STATA 17.0 software was used for data analysis. The hazard ratio (HR) and its 95% confidence interval (CI) were used as effect analysis statistics for PFS and OS. The odds ratio (OR) and its 95% CI were used as effect analysis statistics for ORR and adverse events (AEs). The results were presented using forest plots. Cochran’s Q test and I2 statistic were used to assess heterogeneity. If P>0.05 or I2<50%, a fixed-effect model was used. Otherwise, a random-effects model was used for analysis. The α=0.05 and P<0.05 indicated a statistically significant difference.


Results

Literature screening

A total of 272 relevant studies were obtained through the above search. Endnote was used to exclude duplicate literature, and after reading the titles and abstracts, literature such as reviews, non-first-line treatments, and could not be used to extract valid data were excluded. Finally, after reading the full text, 10 articles were retained (Figure 2).

Figure 2 Flow diagram for selection of studies. ESMO, European Society of Medical Oncology; ASCO, American Society of Clinical Oncology; WCLC, World Conference on Lung Cancer; RCT, randomized controlled trial.
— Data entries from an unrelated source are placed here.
PR #2887, opened 2024-08-09
Activity log pagination

nelsonkopliku:
# Description

Wire up activity log pagination ui to the API.

## How was this tested?

Automated tests.

PR #2930, opened 2024-08-29
Activity log add pagination

balanza:
This PR allows browsing the entire activity log by scrolling different pages.

Key features:
* The default page size is 20 items, which can be changed due to the options in the dropdown
* the list can be navigated sequentially forward and backward
* if there are no previous entries, the `[<]` button is disabled. The same goes for the `[>]` if no entries are next.
* when filters change, the pagination is reset to the first page

### DIFF
--- a/assets/js/common/ActivityLogOverview/ActivityLogOverview.jsx
+++ b/assets/js/common/ActivityLogOverview/ActivityLogOverview.jsx
@@ -56,7 +56,7 @@ function ActivityLogOverview({
   const [selectedEntry, setEntry] = useState({});
 
   const activityLogTableConfig = {
-    pagination: true,
+    pagination: false,
     usePadding: false,
     columns: [
       {
--- a/assets/js/pages/ActivityLogPage/ActivityLogPage.jsx
+++ b/assets/js/pages/ActivityLogPage/ActivityLogPage.jsx
@@ -7,10 +7,15 @@ import ComposedFilter from '@common/ComposedFilter';
 
 import { getActivityLog } from '@lib/api/activityLogs';
 import { ACTIVITY_TYPES_CONFIG } from '@lib/model/activityLog';
+import { PaginationPrevNext } from '@common/Pagination/Pagination';
+import { pipe } from 'lodash/fp';
 import {
-  filterValueToSearchParams,
+  getItemsPerPageFromSearchParams,
+  resetPaginationToSearchParams,
   searchParamsToAPIParams,
   searchParamsToFilterValue,
+  setFilterValueToSearchParams,
+  setPaginationToSearchParams,
 } from './searchParams';
 
 const filters = [
@@ -37,19 +42,47 @@ const filters = [
   },
 ];
 
+const defaultItemsPerPage = 20;
+const itemsPerPageOptions = [10, 20, 50, 75, 100];
+
+const changeItemsPerPage = (searchParams) => (items) => {
+  if (searchParams.has('after')) {
+    return {
+      first: items,
+      after: searchParams.get('after'),
+    };
+  }
+  if (searchParams.has('before')) {
+    return {
+      last: items,
+      before: searchParams.get('before'),
+    };
+  }
+  return { first: items };
+};
+
 function ActivityLogPage() {
-  const [searchParams, setSearchParams] = useSearchParams();
+  const [searchParams, setSearchParams] = useSearchParams(
+    resetPaginationToSearchParams(defaultItemsPerPage)()
+  );
   const [activityLog, setActivityLog] = useState([]);
+  const [activityLogMetadata, setActivityLogMetadata] = useState({});
+
   const [isLoading, setLoading] = useState(true);
   const [activityLogDetailModalOpen, setActivityLogDetailModalOpen] =
     useState(false);
+
+  const itemsPerPage = pipe(getItemsPerPageFromSearchParams, (n) =>
+    itemsPerPageOptions.includes(n) ? n : itemsPerPageOptions[0]
+  )(searchParams);
 
   const fetchActivityLog = () => {
     setLoading(true);
     const params = searchParamsToAPIParams(searchParams);
     getActivityLog(params)
-      .then((response) => {
-        setActivityLog(response.data?.data ?? []);
+      .then(({ data: { data = [], ...metadata } = {} }) => {
+        setActivityLog(data);
+        setActivityLogMetadata(metadata);
       })
       .catch(() => setActivityLog([]))
       .finally(() => {
@@ -71,7 +104,11 @@ function ActivityLogPage() {
             filters={filters}
             autoApply={false}
             value={searchParamsToFilterValue(searchParams)}
-            onChange={(p) => setSearchParams(filterValueToSearchParams(p))}
+            onChange={pipe(
+              setFilterValueToSearchParams,
+              resetPaginationToSearchParams(itemsPerPage),
+              setSearchParams
+            )}
           />
         </div>
         <ActivityLogOverview
@@ -82,6 +119,31 @@ function ActivityLogPage() {
           onCloseActivityLogEntryDetails={() =>
             setActivityLogDetailModalOpen(false)
           }
+        />
+        <PaginationPrevNext
+          hasPrev={activityLogMetadata.pagination?.has_previous_page}
+          hasNext={activityLogMetadata.pagination?.has_next_page}
+          currentItemsPerPage={itemsPerPage}
+          itemsPerPageOptions={itemsPerPageOptions}
+          onSelect={pipe(
+            (selection) =>
+              selection === 'prev'
+                ? {
+                    last: itemsPerPage,
+                    before: activityLogMetadata.pagination.start_cursor,
+                  }
+                : {
+                    first: itemsPerPage,
+                    after: activityLogMetadata.pagination.end_cursor,
+                  },
+            setPaginationToSearchParams,
+            setSearchParams
+          )}
+          onChangeItemsPerPage={pipe(
+            changeItemsPerPage(searchParams),
+            setPaginationToSearchParams,
+            setSearchParams
+          )}
         />
       </div>
     </>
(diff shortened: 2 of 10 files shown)


assets/js/common/ActivityLogOverview/ActivityLogOverview.jsx
```diff
@@ -56,7 +56,7 @@ function ActivityLogOverview({
   const [selectedEntry, setEntry] = useState({});
 
   const activityLogTableConfig = {
-    pagination: true,
+    pagination: false,
```
nelsonkopliku, line 59: **nitpick:** In order to disable a table's pagination it is sufficient not opting in for it
```suggestion
```
---
**thought:** as a developer I would find it useful being able to instrument the table component to use either a page based or cursor based pagination.‏
ie:
```js
const tableConfig: {
    pagination: true, // <-- If I want the page based pagination
    cursorPagination: true // <-- If I want the cursor based pagination
}
```
This might be overly simplistic as we might need further configuration based on the chosen pagination (ie what to do on page selection or what to do on prev/next click) so we could consider options like:
```js
const tableConfig: {
    pagination: {
        onThis: () => {},
        onThat: () => {},
    },
    cursorPagination: {
        onThis: () => {},
        onThat: () => {},
    },
}

// or even
const tableConfig: {
    pagination: {
        type: 'page_based' // or 'cursor_based' 
        onSomethingValidOnlyForPageBasedPagination: () => {},
        onSomethingValidOnlyForCursorBasedPagination: () => {}
    }
}
```
Currently if we want a table with page based pagination we can configure the table, otherwise if we want a table with cursor based pagination we need a different approach and I see an opportunity to improve semantics and consistency. In whatever direction.

I am aware that _currently_ tables do not strictly necessarily need cursor based pagination, except for the activity log one, so I'd be fine with this. Let's see how it evolves.

assets/js/pages/ActivityLogPage/ActivityLogPage.jsx
```diff
@@ -37,19 +42,47 @@ const filters = [
...
+    itemsPerPageOptions.includes(n) ? n : itemsPerPageOptions[0]
+  )(searchParams);
+
   const fetchActivityLog = () => {
     setLoading(true);
     const params = searchParamsToAPIParams(searchParams);
     getActivityLog(params)
-      .then((response) => {
-        setActivityLog(response.data?.data ?? []);
+      .then(({ data: { data = [], ...metadata } = {} }) => {
```
nelsonkopliku, line 83: **suggestion:** what about destructuring `pagination` or `paginationMetadata` to not create confusion with a log entry metadata? 
```suggestion
      .then(({ data: { data = [], ...pagination } = {} }) => {
```
Also related state and state setter `activityLogMetadata` and `setActivityLogMetadata`

assets/js/pages/ActivityLogPage/ActivityLogPage.jsx
```diff
@@ -83,6 +120,31 @@ function ActivityLogPage() {
             setActivityLogDetailModalOpen(false)
           }
         />
+        <PaginationPrevNext
```
nelsonkopliku, line 123: **question:** what made you opt for placing this component here and not in `ActivityLogOverview` after the table?‏
I see it fitting there better.

nelsonkopliku (commented):
Thanks for this @balanza!

Besides what already commented here's a few extra feedback raised also during the review:
**Filter/pagination retention:**
- changing filters should keep previously applied pagination
- changing results per page should keep previously applied filters
- navigating backwards or forward in the activity log should retain previously applied filters

**Visual** (we can address as a followup): 
`PREV_LABEL` and `NEXT_LABEL` should be respectively `EOS_KEYBOARD_DOUBLE_ARROW_LEFT` and `EOS_KEYBOARD_DOUBLE_ARROW_RIGHT`

**praise:** ‏well done in keeping filters in the query string. It enables for fast sharing of filtered activity log :+1:

assets/js/pages/ActivityLogPage/ActivityLogPage.jsx
balanza: `metadata` is an object that contains all the sub-objects including the pagination. If we rename like this we will have `pagination.pagination`. Maybe we can rename it like

```js
      .then(({ data: { data = [], pagination } = {} }) => {
```

It's what you intended?

nelsonkopliku: otherwise, if we need/want to keep access to the whole rest of the response, we could actually go after what it is: `activityLogResponse` or the like.

assets/js/common/ActivityLogOverview/ActivityLogOverview.jsx
balanza: The difference in pagination is not numbered/cursor but controlled/uncontrolled.

The pagination in `<Table>` uses the local state of the component. The kind of pagination we need in activity log, instead, needs to be controlled by the page component, as every changes involves a HTTP request. 

Given that 99% of our tables use local data, I opted for the following architecture:
```
IFyou need numbered&uncontrolled pagination
THEN you can use build-in pagination
ELSE you must override it with a custom implementation
```

Should we aim for a _do-it-all_ `<Table>` component?

I think providing the `<Table>` component with both controlled and uncontrolled pagination (combined with numbered/cursor) will lead to an overengineered `<Table>` component. We may prefer composition to inheritance/parametrization, hence if we don't like the logic above I praise for Separating the pagination from the table rendering instead of stuffing everything into one component.

We may want to refactor the component, though. IMHO we should do it in a dedicated PR. We can:
1. block this PR until such refactor
2. merge this PR, then refactor
3. decide we don't need such refactor

Thoughts?

assets/js/pages/ActivityLogPage/ActivityLogPage.jsx
balanza: I thought the same before I started to develop. Then I realized that actions on the pagination trigger HTTP requests that must be intercepted and executed at the page level. If we put pagination inside `ActivityLogOverview` we need to bubble up events and have a _prop-drilling_ situation.

assets/js/common/ActivityLogOverview/ActivityLogOverview.jsx
nelsonkopliku: I understand the rationale about 99% of our tables use local data, and as mentioned I am fine with the proposal :smile: 

No, let's not block this PR and let's merge it.
I am coming from a consistency/semantic stance, but I understand the reasons and I can live with this currently and see how it evolves.

balanza:
> changing filters should keep previously applied pagination

I added such a requirement to prevent unclear experiences for users, but I guess they have been considered minor issues by the team during the review. Done in https://github.com/trento-project/web/pull/2930/commits/4359d5ca2de8b733150117e5f26b30de737e3771


> changing results per page should keep previously applied filters
> navigating backwards or forward in the activity log should retain previously applied filters

It should already be like this, have you found something different while trying? if so it's not intended, it's a bug.

assets/js/pages/ActivityLogPage/ActivityLogPage.jsx
nelsonkopliku: Yes, indeed we'd be passing props to `ActivityLogOverview` that will be just then passed down to `PaginationPrevNext`.

I am not sure what is _less bad_: prop-drilling or having `PaginationPrevNext` here :smile: 
Up to you, no strong opinions.

What would you do to mitigate prop-drilling and still have the `PaginationPrevNext` next to the table?
React contexts? HOCs? Other tecniques?

balanza: I see no evil in leaving the pagination at page level, to be honest. The purpose of having `ActivityLogOverview` is to have unit tests on that, and adding pagination won't allow us to add any meaningful test imho - we should just test "the prop is assigned to the component" or replicate things already tested in the pagination component itself.

assets/js/pages/ActivityLogPage/ActivityLogPage.jsx
balanza: Good, I think it's more neat. Done in https://github.com/trento-project/web/pull/2930/commits/c8d3e60c918dc593fe8333de36ca3cb6b503ddc6

nelsonkopliku:
> It should already be like this, have you found something different while trying? if so it's not intended, it's a bug.
>
I tried the most obvious things:
Scenario 1:
- filter by an activity type (which returns a long enough list to be paginated)
- navigate on next page

The first request has the `type`, the second one has `first` and `after`, but not the previously selected type (also date filters are lost)

Scenario 2:
- filter by an activity type (which returns a long enough list to be paginated)
- change the `Results per page`

The first request has the `type`, the second one has only `first`, but not the previously selected type (also date filters are lost)

> I added such a requirement to prevent unclear experiences for users
>
Maybe I am missing some cases where things go weird :eyes: I also got some edge cases while implementing this https://github.com/trento-project/web/pull/2887/files maybe there is something useful there?

nelsonkopliku:
> Maybe I am missing some cases where things go weird 👀 I also got some edge cases while implementing this https://github.com/trento-project/web/pull/2887/files maybe there is something useful there?
> 
> EDIT: anyway I guess that resetting pagination on filter change could be acceptable, as long as we keep filters while paginating.

@balanza I guess there might be some misunderstanding about _keep previously applied pagination_.
That means keeping the previously applied `Results per page`, which does not conflict with what you mentioned in the PR's description
> when filters change, the pagination is reset to the first page
>
which is still valid and the way to go.

Anyway it's a minor thing, I don't mind much if when applying new filters we reset `Results per page` to the default of 20,  as long as we keep filters while navigating pages.

nelsonkopliku:
Hey @balanza, in your absence I tried addressing what we were discussing in the last two commits.

However, let's check in together when you're back. I am sure that together we can improve :smile:

balanza:
Closing this as the suggestion will be addressed in #2960, #2961 and #2967 for more-scoped activities.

Basic characteristics of the studies

In the nine included experiments, ASTRUM-005 (11), EXTENTORCH (12), KEY-NOTE-604 (13), EA5161 (14), and RATIONALE-312 (15) studies reported the treatment of PD-1 plus EP regimen; IMpower133 (8,16) and CAPSTONE-1 (17) studies reported the treatment of PD-L1 plus EP regimen; CA184-156 (18) study reported the treatment of CTLA-4 plus EP regimen; CASPIAN (9) study reported PD-L1 and dual ICIs plus EP regimen (Table 1).

Table 1

Basic characteristics of literature

Study Year Phase Number Therapy PFS, months (median) OS, months (median) ORR, % TRAEs, %
EG CG EG CG EG CG HR (95% CI) EG CG HR (95% CI) EG CG EG CG
ASTRUM-005 (11) 2022 III 389 186 Serplulimab + EC EC 5.7 4.3 0.48 (0.38–0.59) 15.4 10.9 0.63 (0.49–0.82) 80 74.2 69.9 55.6
EXTENTORCH (12) 2023 III 223 219 Toripalimab + EC EC 5.8 5.6 0.67 (0.54–0.82) 14.6 13.3 0.80 (0.65–0.98) NR NR NR NR
KEYNOTE-604 (13) 2020 III 228 225 Pembrolizumab + EP EP 4.5 4.3 0.75 (0.61–0.91) 10.8 9.7 0.80 (0.64–0.98) 70.6 61.8 97.8 95.5
EA5161 (14) 2020 II 80 80 Nivolumab + EP EP 5.5 4.6 0.65 (0.46–0.90) 11.3 8.5 0.67 (0.46–0.98) 52.3 47.7 NR NR
RATIONALE-312 (15) 2023 III 227 230 Tislelizumab + EP EP 4.8 4.3 0.63 (0.51–0.78) 15.5 13.5 0.75 (0.61–0.92) 68.3 61.7 NR NR
IMpower133 (8,16) 2021/2018 III 201 202 Atezolizumab + EC EC 5.2 4.3 0.77 (0.62–0.96) 12.3 10.3 0.76 (0.60–0.95) 60.2 64.4 94.9 92.3
CAPSTONE-1 (17) 2022 III 230 232 Adebrelimab + EC EC 5.8 5.6 0.67 (0.54–0.83) 15.3 12.8 0.72 (0.58–0.90) 70.4 65.9 100 98.7
CASPIAN (9) 2021 III 268 269 Durvalumab + EP EP 5.1 5.4 0.80 (0.66–0.96) 12.9 10.5 0.75 (0.62–0.91) 67.9 58 90.2 89.8
CA184-156 (18) 2016 III 478 476 Ipilimumab + EP EP 4.6 4.4 0.85 (0.75–0.97) 11 10.9 0.94 (0.81–1.09) 62.1 62.2 81.8 75.8
CASPIAN (9) 2021 III 268 269 Durvalumab + tremelimumab + EP EP 4.9 5.4 0.84 (0.70–1.01) 10.4 10.5 0.82 (0.68–1.00) 58.2 58 89.4 89.8

IMpower133 (8,16), the (16) updated OS and PD-L1 subgroup. EG, experimental group; CG, control group; PFS, progression-free survival; HR, hazard ratio; CI, confidence interval; OS, overall survival; ORR, objective response rate; TRAEs, treatment-related adverse events; EC, carboplatin-etoposide; NR, not reported; EP, platinum-etoposide; PD-L1, programmed cell death ligand 1.

Results of meta-analysis

In the result of the forest map (Figure 3), we can see that PFS (I2=65.8%; P=0.002) showed moderate heterogeneity, so a random-effect model was used. And, there was no significant heterogeneity in the results of OS (I2=13.9%; P=0.32) and ORR (I2=35.5%; P=0.13), so a fixed-effect model was used. ICIs plus EP can improve patients’ PFS (HR =0.71; 95% CI: 0.64–0.79; P<0.001), OS (HR =0.79; 95% CI: 0.74–0.84; P<0.001), and ORR (OR =1.27; 95% CI: 1.12–1.44; P=0.001). This reduced the risk of disease progression by 29%, reduced the risk of death by 21%, and increased the ORR by 1.26 times.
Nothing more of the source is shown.